▸ TASK REQUIREMENTS:
Everything from the line containing "if func is not" through the line containing "n_ignore = self._num_ignore_args(c_data)" in the listing below should be copied exactly, and nothing more.

▸ SUPPLIED MATERIAL:
PR #109, opened 2018-07-28
Cython Scan

rahulgovind:
The cpy opencl scan does not handle arguments to the segment and output expression correctly. Currently, the scan won't work if the segment or output expression takes an argument which is not also taken by the input expression.

This is the syntax I have in place right now:
```
def input(i, a, b):
    ...

def segment_expr(i, c, d):
    ...

def output(i, ... (reserved keywords) ..., e, f):
    ...

scan = Scan(input=input, output=output, is_segment=segment_expr, ...)
scan(a, b, c, d, e, f)
```

Note the order of the arguments. The input arguments are followed by the segment expression arguments which are then followed by the output arguments. Reserved keywords like item, prev_item need to be inserted before any other arguments for the output function.

I think the following syntax would work better even if it's more verbose because 
1) There is no confusion about the order of arguments 
2) The same argument can be used by both the input and output expressions
```
scan(a=a, b=b, c=c, d=d, e=e, f=f)
```

### DIFF
--- a/pysph/cpy/parallel.py
+++ b/pysph/cpy/parallel.py
@@ -755,7 +755,7 @@ class Scan(object):
         else:
             return False
 
-    def _wrap_ocl_function(self, func):
+    def _wrap_ocl_function(self, func, func_type=None):
         if func is not None:
             self.tp.add(func)
             py_data, c_data = self.cython_gen.get_func_signature(func)
@@ -765,17 +765,19 @@ class Scan(object):
                 func=name,
                 args=', '.join(c_data[1])
             )
-            arguments = convert_to_float_if_needed(
-                ', '.join(c_data[0][1:])
-            )
 
             n_ignore = self._num_ignore_args(c_data)
             arguments = c_data[0][n_ignore:]
             c_args = c_data[1][n_ignore:]
         else:
-            arguments = []
-            expr = None
-            c_args = []
+            if func_type is 'input':
+                arguments = ['__global %(type)s *input' % {'type': self.type}]
+                expr = 'input[i]'
+                c_args = ['input']
+            else:
+                arguments = []
+                expr = None
+                c_args = []
         return expr, arguments, c_args
 
     def _ignore_arg(self, arg_name):
@@ -795,7 +797,7 @@ class Scan(object):
     def _generate(self):
         if self.backend == 'opencl':
             input_expr, input_args, input_c_args = \
-                self._wrap_ocl_function(self.input_func)
+                self._wrap_ocl_function(self.input_func, func_type='input')
 
             output_expr, output_args, output_c_args = \
                 self._wrap_ocl_function(self.output_func)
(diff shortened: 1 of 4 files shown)


pysph/cpy/parallel.py
```diff
@@ -107,6 +106,256 @@
...
+    chunk_new_segment = <int*> malloc(n_thread * stride * sizeof(int))
+    % endif
+
+    % if complex_map:
+    cdef ${type}* map_output
+    map_output = <${type}*> malloc(SIZE * sz)
+    % endif
+
+    if buffer == NULL:
+        abort()
```
prabhuramachandran: I don't like this, we should raise an exception with a memory error or so if we cannot allocate memory and not just abort, that would be a nasty way to exit.

pysph/cpy/parallel.py
```diff
@@ -107,6 +106,256 @@
...
+
+    % if use_segment:
+    free(scan_seg_flags)
+    free(chunk_new_segment)
+    % endif
+
+    % if complex_map:
+    free(map_output)
+    % endif
+
```
prabhuramachandran: I wish it were possible to write this same thing with cpy, I think macros are important and need to think more about this.  Of course, `with` statements won't work and the nogil/parallel will need some work but the rest seems rather straightforward.  Its sad that we need n different implementations of this -- one for each backend.

pysph/cpy/tests/test_parallel.py
```diff
@@ -151,3 +150,169 @@ def output_f(i, ary, item):
...
+        scan = Scan(input_f, output_f, 'a+b', dtype=np.int32, backend=backend,
+                    is_segment=segment_f)
+        scan(a, seg, a)
+        a.pull()
+
+        # Then
+        np.testing.assert_equal(output_actual, a.data)
+
+    def test_segmented_scan_cython(self):
+        self._test_segmented_scan(backend='cython')
```
prabhuramachandran: These all should also be tested with the opencl backend.

pysph/cpy/tests/test_parallel.py
```diff
@@ -151,3 +150,169 @@ def output_f(i, ary, item):
...
+        scan = Scan(output=output_f, scan_expr='a+b',
+                    dtype=np.int32, backend=backend)
+        scan(a, a)
+        a.pull()
+
+        # Then
+        np.testing.assert_equal(expect, a.data)
+
+    def test_scan_last_item_cython_parallel(self):
+        with use_config(use_openmp=True):
```
prabhuramachandran: Is this not tested with opencl?

rahulgovind:
PR is ready for review

prabhuramachandran:
LGTM, could you please update the docs here with a short example and then this PR can be merged. https://github.com/pypr/pysph/blob/master/examples/cpy/README.rst#scan

adityapb:
@prabhuramachandran I think this is RTM.

prabhuramachandran:
Yep, I agree.  Merging.  Thanks @rahulgovind !

PR #112, opened 2018-08-25
GPU support to ParticleArray and run GPU tests on Travis CI

adityapb:


prabhuramachandran:
Thanks!  LGTM, and thanks for adding the pocl testing support.  We need cuda next but this is great for now.

PR #113, opened 2018-09-07
Kernel fix

dineshadepu:
All tests passed.

### DIFF
--- a/pysph/base/kernels.py
+++ b/pysph/base/kernels.py
@@ -206,7 +206,7 @@ class WendlandQuinticC2_1D(object):
 
         return val * fac
 
-    def gradient(self, xij=[0., 0, 0], rij=1.0, h=1.0, grad=[0, 0, 0]):
+    def sigmadwdq(self, rij=1.0, h=1.0):
         h1 = 1. / h
         q = rij * h1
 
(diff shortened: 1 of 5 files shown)


pysph/base/kernels.py
```diff
@@ -89,31 +89,41 @@ def kernel(self, xij=[0., 0, 0], rij=1.0, h=1.0):
 
         return val * fac
 
-    def gradient(self, xij=[0., 0, 0], rij=1.0, h=1.0, grad=[0, 0, 0]):
+    def sigmadwdq(self, rij=1.0, h=1.0):
```
prabhuramachandran: Why the term `sigmadwdq`?  Can't you just call this `dwdq`?

pysph/base/kernels.py
```diff
@@ -89,31 +89,41 @@ def kernel(self, xij=[0., 0, 0], rij=1.0, h=1.0):
...
             else:
-                val = -3.0 * q * (1 - 0.75 * q) * h1 / rij
+                val = -3.0 * q * (1 - 0.75 * q)
         else:
             val = 0.0
 
-        tmp = val * fac
+        return val * fac
+
+    def gradient(self, wdash=1., xij=[0., 0, 0], rij=1.0, h=1.0,
```
prabhuramachandran: Don't do this, as this means the gradient is not computed when you ask for it but requires wdash.  Instead compute wdash inside the gradient.

pysph/base/kernels.py
dineshadepu: I can call dwdq, initially I did that, but the actual formula reads as

```
DWIJ = normalization_factor * dw_dq * (x_ij / (r_ij * h))
```
So keep it clear I named it as `sigmadwdq`

prabhuramachandran: No, this is not standard, in that case return dw_dq.  There is no reference to any formula here.  It would be nice to have a docstring or to update the documentation on this.  There is no standard convention on what "sigma" is.  So please change this.

dineshadepu: Will this get fixed by just adding the documentation, or should I change the name to something else.

In many papers they represent normalization factor by sigma, so I used that notation.

I will change the function name to `dwdq` and write a doc string about what it is.

prabhuramachandran:
Also, did you rebuild c_kernels.pyx, it is not correct that your tests passed.  You must `touch c_kernels.pyx.mako` to rebuild the kernels and only then will the compiled kernels pass the tests (or not).

dineshadepu:
I don't understand touching the c_kernels.pyx. I did `python setup.py develop` twice now, and ran the tests and all tests pass.

dineshadepu:
The Gpu tests fails on travis

prabhuramachandran:
Just run the command `touch c_kernels.pyx.mako` and then run setup.py develop.

prabhuramachandran:
Thanks.  So this exposes a bug with the code generation which is why the tests are failing, I'll fix it soon and then merge this.

PR #118, opened 2018-09-24
Use CPy to rewrite DeviceHelper, move DeviceArray to CPy

adityapb:
This PR does the following things,
1. Moves DeviceArray to CPy and merge it with CPy's Array
2. Use CPy to rewrite DeviceHelper
3. Add tests for Array, DeviceHelper and ParticleArray for all 3 backends


pysph/base/device_helper.py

▸ RESULT FOR THIS EXERCISE:
         if func is not None:
             self.tp.add(func)
             py_data, c_data = self.cython_gen.get_func_signature(func)
@@ -765,17 +765,19 @@ class Scan(object):
                 func=name,
                 args=', '.join(c_data[1])
             )
-            arguments = convert_to_float_if_needed(
-                ', '.join(c_data[0][1:])
-            )
 
             n_ignore = self._num_ignore_args(c_data)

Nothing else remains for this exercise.